> _ENTRIES PROVIDED_:
PR #4506, opened 2021-02-26
fix Ames comet handshake

belisarius222:
This fixes a bug where if a ship tried to send an Ames message to a comet before the comet had contacted it, it would ignore all packets from that comet without ever applying any self-attestation packets the comet sent it.  Confirmed on a live repro with @ixv that previously stuck `|hi`'s go through after applying this change.

This also changes the behavior on hearing a "shut" encrypted packet from a comet whose keys we don't know yet but to whom we have messages enqueued.  Instead of no-op'ing, we now crash, expecting an "open" unencrypted self-attestation packet instead.  It's difficult to imagine this working correctly any other way without adding an "open or shut" bit back into the packet format.

If we tried to enqueue them, for example, then we wouldn't know whether they decrypt properly until we've heard the self-attestation packet, which could be used in a resource exhaustion attack by getting us to hold onto and then try to decrypt a bunch of bogus packets.  In general with comets I think it's probably safer to err on the side of as little queueing as possible.

I think crashing is fine, though.  It arguably fits better into our general paradigm of crashing on invalid packets, and it shouldn't be harmful.  If a few shut packets arrive out of order and crash before the attestation packet arrives, they should get processed successfully after the attestation packet arrives and the comet sends them again.

### DIFF
--- a/pkg/arvo/sys/vane/ames.hoon
+++ b/pkg/arvo/sys/vane/ames.hoon
@@ -1217,7 +1217,7 @@
       on-hear-forward
     ::
     ?:  ?&  ?=(%pawn (clan:title sndr.packet))
-            !(~(has by peers.ames-state) sndr.packet)
+            !?=([~ %known *] (~(get by peers.ames-state) sndr.packet))
         ==
       on-hear-open
     on-hear-shut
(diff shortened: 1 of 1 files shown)


joemfb (approved):
This makes sense -- LGTM

matildepark:
@ixv asked if we could include in our next minor deploy tonight; @philipcmonk signed off, so just heads up; if this is based on next-sys we may cherry-pick

belisarius222:
go for it

—
~rovnys-ricfer
https://urbit.org

liam-fitzgerald:
This went out in the OTA on thursday, however I had to rebase the branch onto master, so it didn't get automerged. Closing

> _ACTIVITY_: Your answer should consist of each line of the data above in which the word "sndr" occurs.

> _RESPONSE BELOW_:
     ?:  ?&  ?=(%pawn (clan:title sndr.packet))
-            !(~(has by peers.ames-state) sndr.packet)
+            !?=([~ %known *] (~(get by peers.ames-state) sndr.packet))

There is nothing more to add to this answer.